Everything does not happen for a reason. Nietzsche is asking us to acknowledge that the cosmos has no purpose, and to love our lives all the same. That is a much harder ask than the Stoic version which at least gives you a rationally ordered universe to reconcile yourself to. Nietzsche gives you nothing to lean on, telling us the cosmos have no purpose, and to love our lives all the same.
What the Demon Asks
Consider the thought experiment of the Eternal Recurrence: A demon appears in your loneliest solitude and tells you this life will recur infinitely, every pain, every joy, every moment, unchanged.
I already know my answer. I would absolutely repeat the life I have over and over again. Not because it has been easy. This life I have, my specific life, is a gift beyond comprehension.
Nietzsche does not offer reasons to convince us of the desirability of loving fate, but a reflective description of how things appear to someone who is in such a state. This reflects his conviction that philosophy is a way of life rather than a theory about life. It has to be lived through to be genuinely understood.

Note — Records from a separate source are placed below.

PR #159, opened 2019-06-06
Added cursor functionality

domiin50:


src/tracker/Logger/index.js
```diff
@@ -113,7 +114,7 @@ export default compose(
     }) => () => {
       if (mode !== MODES.LOGGING) {
         editDescription(description)
-        if (selection.length < 2) editTime(time)
+        firstSelectedPoint && selection.length < 2 && editTime(time)
```
domiin50: In the next PR, there will be one fix. FrstSelectedPoint = first from selection or cursor. It can be null in a specific case.

PR #162, opened 2019-06-06
Refactored keys handling in inputs

domiin50:


src/tracker/Logger/LoggerTimeInput.js
```diff
@@ -78,6 +80,7 @@ const LoggerTimeInput = ({
       onFocus={handleFocus}
       onKeyDown={handleKeyDown}
       onValueChange={handleChange}
+      onChange={() => setModified(mode === MODES.LOGGING)}
```
mikx98: memoize-bind

src/App.js
```diff
@@ -125,9 +125,17 @@ export default compose(
...
         e.altKey
       )
-      const path = [mode, metaKeyPath, e.key.toLowerCase(), 'handler']
+      const path = [mode, metaKeyPath, e.key.toLowerCase()]
+      const { handler, inputFriendly } = get(keyBindings, path) || {}
 
-      const handler = get(keyBindings, path)
+      if (
+        e.target.tagName === 'INPUT' &&
+        !INPUT_FRIENDLY_MODES.includes(mode) &&
```
mikx98: the keyBinding already contains information about the mode where it is enabled, do not introduce this constant

src/App.js
```diff
@@ -125,9 +125,17 @@ export default compose(
...
+        !inputFriendly
+      ) {
```
mikx98: imho this whole condition is really hardly understandable, please write it more intuitively - what exactly means that some key binding is inputFriendly? we are stopping propagation here - how does this correlate with **input friendliness**? try to name it according to the action it is used for. f.e.: allow to execute from input

src/App.js
```diff
@@ -125,9 +125,17 @@ export default compose(
...
+        e.stopPropagation()
```
mikx98: if i understand correctly, there is no handler for key bindings on a higher level than this one. use `e.preventDefault()` to prevent browser doing its custom action. stop propagation shouldn't do anything imo

PR #169, opened 2019-06-24
Implement getting JIRA issues through SSO proxy.

domiin50:
Reimplement JIRA issue API to be demanded to VLSSO and not right to JIRA
API. To be handled as proxy request by VLSSO.


server/apiCallbacks.js
```diff
@@ -21,39 +20,37 @@ export const getLoggedUserInfo = (req, res) => {
...
-        'GET',
-        `${
-          config.jira.api.issues
-        }&maxResults=${ISSUE_BATCH_SIZE}&startAt=${startAt}`,
-        null,
-        '',
-        'application/json',
-        getHandler(resolve, reject)
-      )
+      request({
```
mikx98: please use async - await syntax and try - catch it for exception

server/apiCallbacks.js
```diff
@@ -21,39 +20,37 @@ export const getLoggedUserInfo = (req, res) => {
...
-  const getHandler = (resolve, reject) => (error, data) => {
-    if (error) {
-      // reject(JSON.stringify(error))
-      console.error(JSON.stringify(error))
-      reject([])
-      return
-    }
-
-    const dataObj = JSON.parse(data)
+  if (!req.cookies.ssoToken) {
```
mikx98: I would like this check to be extracted into a middleware. See `checkIfLoggedIn` for more information

PR #173, opened 2019-06-26
Fix editing time of unsynced worklog after syncing

domiin50:
Issue: After syncing some work logs, it should not let to change the time of
an unsynced work log that could interfere with already synced intervals.

Handle this issue by disabling time input for problematic relevant work logs.
Also handling time editing of other work logs to not interfere with
already synced work logs.


src/actions/trackerActions.js
```diff
@@ -60,22 +57,28 @@ const editDescription = (indices: number[], description: string) => ({
...
+const handleEditingTime = (points: Point[], payload) => {
+  const newPoints = sortBy(
+    points.map((point, i) =>
+      payload.indices.includes(i)
+        ? { ...point, timestamp: payload.timestamp }
+        : point
+    ),
+    ['timestamp']
+  )
+  const myIndex = newPoints.findIndex(p => p.timestamp === payload.timestamp)
```
mikx98: Actually I really like this line :)

src/tracker/Logger/firstSelectedPointSelector.js
```diff
@@ -1,18 +1,22 @@
...
 import { createSelector } from 'reselect'
+import { touchesSyncedInterval } from '../../utils'
 import { MODES } from '../../consts'
 import type { State } from '../../store/state'
 
 const modeSelector = state => state.mode
 const pointsSelector = (state: State) => state.points
-const selectionSelector = (state: State) => state.selection
-const cursorSelector = (state: State) => state.cursor.index
+const indexSelector = (state: State) =>
```
mikx98: Maybe editIndex would be a better name?

Issue #167, opened 2019-06-18
Differentiate between submitted and yet to submit worklogs


mikx98:
It would be nice to know which worklogs are already submitted and which ones are not.

Issue #175, opened 2019-06-27
I can select (and modify / delete) oldest submitted log


MilanJimi:
1. Create a log and submit it
2. Select the oldest log on timeline
3. This log is then for example deletable with `Delete` button. 

Deleting any other log later will lead to error `TypeError: "e[(t - 1)] is undefined"`

PR #185, opened 2019-06-28
Update worklogs styling to distinguish synced ones

domiin50:
Resolves issue #167 and #175.


domiin50:
> @domiin50 How did you resolve the #175? What was the cause? I don't see it in the code.
> The #167 is ok.

Synced work logs are unable to select on the timeline and delete or edit them.

domiin50:
It also resolves #187. It is now unable to select log on the timeline as in work logs overview.
It should be enough to prevent a manipulation with yet synced points. Or is it necessary to handle it also in actions @mikx98? I do not see any more ways/leaks about how the actions could be triggered.

Issue #180, opened 2019-06-27
I can create log with no description


MilanJimi:
1. Create a log with just time
2. It still appears in FineTracker. This might not yet be a problem
3. Assign an issue and try to save the log. 

Since Jira requires description for each log, the save will fail for this log

mikx98:
Empty log is actually a very handy feature - to mark end of worklog and start of a worklog that you don't want to submit. For example you don't want to write `lunch` or `end of work`. The timeline even doesn't show such worklogs - I :heart: it personally. 

**So the only issue I see in this, is that you should not be able to assign an issue to empty-description worklog.**

domiin50:
Would like to keep this issue open till the sidebar with issue input will be finally properly implemented. Issue input will be disabled when the worklog has no description. It is pointless to handle it in action imo.

Meanwhile, I will distinguish the empty-description worklogs and handle editing description to be empty when it has assigned issue yet.

mikx98:
However, bear in mind that preventing of assigning issues from the sidebar may not be enough, since you can assign issue via key shortcuts only.

domiin50:
> However, bear in mind that preventing of assigning issues from the sidebar may not be enough since you can assign issue via key shortcuts only.

Okay, I amended the commit in #190 and added handling of issue assigning to no-description worklogs.

PR #190, opened 2019-07-01
Handle assigning issues to no-description worklogs

domiin50:
Resolves issue #180.

Handle assigning issue to only worklogs with description.
Handle editing description to be not empty when it has assigned issue yet.
Distinguish the issue info of empty-description worklogs.


src/actions/trackerActions.js
```diff
@@ -13,6 +13,12 @@ import type { Dispatch, GetState } from '../types/reduxTypes'
 
 import { PREHISTORIC_DATE, MODES } from '../consts'
 
+const hasIssue = (points: Point[]) => (index: number) =>
+  index > 0 && points[index].issue
```
mikx98: so if I understand correctly, the points[0] worklog (the one in progress) can have empty description and assigned issue? why is there the `index>0` condition?

mikx98: ok, so it is not about the one in progress, but the first one - but still I don't understand why it's there

domiin50: You are right. It is a bug.

PR #193, opened 2019-07-24
Add Google Analytics event tracking

domiin50:
Track activity of an user when logging and submitting worklogs to JIRA.


src/actions/dataProviderActions.js
```diff
@@ -17,3 +18,21 @@ export const dispatchReceivedData = (
       type: `Received data: ${ref}`
     })
   )
+
+export const dispatchReceivedUserData = () => (
+  ref: string,
```
mikx98: I would not create a whole new function but rather create a middleware for the upper one. The usage would be like `onData: [saveTrackingData(dispatchReceivedData), ['user']]`

PR #194, opened 2019-07-24
Update using VLSSO for Tempo requests

domiin50:
After Tempo integration into VLSSO, it is now able to use VLSSO as a proxy
also for Tempo requests.

Delete Tempo authentication.

Update API function for submitting work logs to make a request on VLSSO
not right to Tempo server.

Refactor and clean the mess in server folder up.


server/utils.js
```diff
@@ -24,7 +27,7 @@ export function errorHandler(err, req, res, next) {
   if (err instanceof BadRequestError) {
     res.status(400).json({ error: err.message })
   } else {
-    console.error('Error', err) // eslint-disable-line no-console
+    //console.error('Error', err) // eslint-disable-line no-console
```
mikx98: Why?

PR #2052, opened 2021-08-06
Send k8s logs to a file

divolgin:


marccampbell:
I think we should log to the `dataDir/kubernetes/log` or something like that instead of an ephemeral temp. Might be useful for debugging?

marccampbell (approved):

PR #2066, opened 2021-08-09
feat: add json output for version cmd

morningvera:

### DIFF
--- a/cmd/kots/cli/version.go
+++ b/cmd/kots/cli/version.go
@@ -39,7 +39,7 @@ func VersionCmd() *cobra.Command {
 			}
 
 			if output != "json" && output != "" {
-				return errors.Errorf("output format %s not supported", output)
+				return errors.Errorf("output format %s not supported (allowed formats are: json)", output)
 			} else if output == "json" {
 				// marshal JSON
 				outputJSON, err := json.Marshal(versionOutput)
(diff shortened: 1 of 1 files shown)


cmd/kots/cli/version.go
```diff
@@ -1,29 +1,67 @@
...
+				Version: buildversion.Version(),
+			}
 			if err == nil && !isLatest {
-				fmt.Printf("\nVersion %s is available for kots. To install updates, run\n  $ curl https://kots.io/install | bash\n", latestVer)
+				versionOutput.LatestVersion = latestVer
+				versionOutput.InstallLatest = "curl https://kots.io/install | bash"
+			}
+
+			if output != "json" && output != "" {
+				return errors.Errorf("output format %s not supported", output)
```
morningvera, line 42: Should we error here or just default to the text output?

morningvera:
this story also requested a `status` field that indicates success or failure but i'm not sure it makes sense for this one. any thoughts?

cmd/kots/cli/version.go
morningvera: Thinking we should match `kubectl` here so going to leave this as is

sgalsaleh (approved):

divolgin (approved):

For my life, too, has caused harm. I must also repeat the wreckage left in my wake. Towards others that I have loved and continue to love. Relationships I have damaged by being careless or selfish or afraid. Failures of presence and attention. Moments where I chose my own interiority over someone else's need. Words I said that I cannot unsay.
Affirming the eternal recurrence "is not a response to selected experiences, but rather a love of life in its totality." A positive response must integrate every experience—"joyful and sorrowful, proud and shameful, loving and hateful—for one can only accept a particular experience if one accepts all the events and experiences of one's life." Those I've hurt don't get to choose their loop either. The harm I caused them recurs too, in the logic of the experiment. I cannot affirm my life while pretending that my life was an innocent one. Affirming eternal recurrence both tempers the demand to hold individuals responsible. Agency is bound to, and conditioned by, all of existence at all times. Simultaneously expanding one's sense of responsibility toward the enduring world.

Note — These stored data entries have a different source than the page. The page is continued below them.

PR #2069, opened 2021-08-10
feat: add json output to upload and download cli cmds

morningvera:

### DIFF
--- a/cmd/kots/cli/download.go
+++ b/cmd/kots/cli/download.go
@@ -1,6 +1,8 @@
 package cli
 
 import (
+	"encoding/json"
+	"fmt"
 	"os"
 	"path/filepath"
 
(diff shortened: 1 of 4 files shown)


cmd/kots/cli/download.go
```diff
@@ -34,21 +43,46 @@ func DownloadCmd() *cobra.Command {
...
+				downloadOutput.UploadCommand = fmt.Sprintf("kubectl kots upload --namespace %s --slug %s %s", v.GetString("namespace"), appSlug, downloadPath)
 			}
 
 			log := logger.NewCLILogger()
+			if output == "json" {
+				outputJSON, err := json.Marshal(downloadOutput)
+				if err != nil {
+					return errors.Wrap(err, "error marshaling JSON")
+				}
+				log.Info(string(outputJSON))
```
sgalsaleh, line 77: i would recommend adding a `return` after this?

morningvera: yeah that would remove the need to silence the logger again so i agree with that, thanks!

PR #2080, opened 2021-08-12
ch:31845: Fix support bundle command for airgap installations

jala-dx:


web/src/components/troubleshoot/GenerateSupportBundle.jsx
```diff
@@ -314,6 +314,37 @@ class GenerateSupportBundle extends React.Component {
                 </div>
               }
               {showRunCommand ?
+                watch.isAirgap ?
```
sgalsaleh, line 317: we still calling this `watch`? :) wow

GraysonNull: haha yeah...still in the code here and there 🤡

GraysonNull:
Screen Shot 2021-08-12 at 5 05 37 PM

divolgin (changes requested):
This should use the spec generated by kotsadm and provide instructions for installing support-bundle binary.

PR #2081, opened 2021-08-12
feat: add json output to backup/restore and upstream cmds

morningvera:

### DIFF
--- a/pkg/handlers/update.go
+++ b/pkg/handlers/update.go
@@ -22,8 +22,9 @@ type AppUpdateCheckRequest struct {
 }
 
 type AppUpdateCheckResponse struct {
-	AvailableUpdates   int64 `json:"availableUpdates"`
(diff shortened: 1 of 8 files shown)


pkg/handlers/update.go
```diff
@@ -22,8 +22,9 @@ type AppUpdateCheckRequest struct {
 }
 
 type AppUpdateCheckResponse struct {
-	AvailableUpdates   int64 `json:"availableUpdates"`
-	CurrentAppSequence int64 `json:"currentAppSequence"`
+	AvailableUpdates   int64  `json:"availableUpdates"`
+	CurrentAppSequence int64  `json:"currentAppSequence"`
+	LatestVersion      string `json:"latestVersion"`
```
morningvera, line 27: Ended up having to add this to the API because getting the latest version is non-trivial if there are updates available. Originally tried to grab the version history after starting the updates but it was a race condition since new releases take a couple seconds to appear in the history.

Nietzsche's Zarathustra himself initially reacted to the eternal recurrence with horror, struggling specifically to accept the recurrence of all bad things, the suffering his existence entailed for others. The affirmation is not cheap. Zarathustra had to earn it, and Nietzsche thought the test would be "very difficult, perhaps impossible" even for great individuals to pass. I have not looked away. John Kaag's in Hiking with Nietzsche wrote about "owning up: to recollect, to regret, to be responsible, ultimately to forgive and love." That's what self-overcoming means.

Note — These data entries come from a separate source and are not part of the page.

PR #2083, opened 2021-08-12
feat: add json output for backup and restore cmds

morningvera:

### DIFF
--- a/cmd/kots/cli/backup.go
+++ b/cmd/kots/cli/backup.go
@@ -2,6 +2,7 @@ package cli
 
 import (
 	"encoding/json"
+	"fmt"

I find myself, like many others at this given moment in history, confronting the death of inherited meaning systems—religious, national, ideological—and I am trying to build something rather than collapsing into nihilism or nostalgia and reject all cheap, easy substitutes. I have developed my own value system over more than half my life. I am trying to work outside the approval economies of this culture and I am genuinely indifferent to whether the culture catches up. I am practising self-authorship for the love of the game.
I think the Blogging Übermensch is a person who shows up—to the blank page, to the recursive question, to the morning—and says yes.
Nietzsche does not offer reasons to convince us of the desirability of loving fate, but a reflective description of how things appear to someone who is in such a state. I hope I did that with this blog post.
I am the luckiest person that's ever lived. I say it as an invitation. Go look at your own life with the same instrument. You might surprise yourself.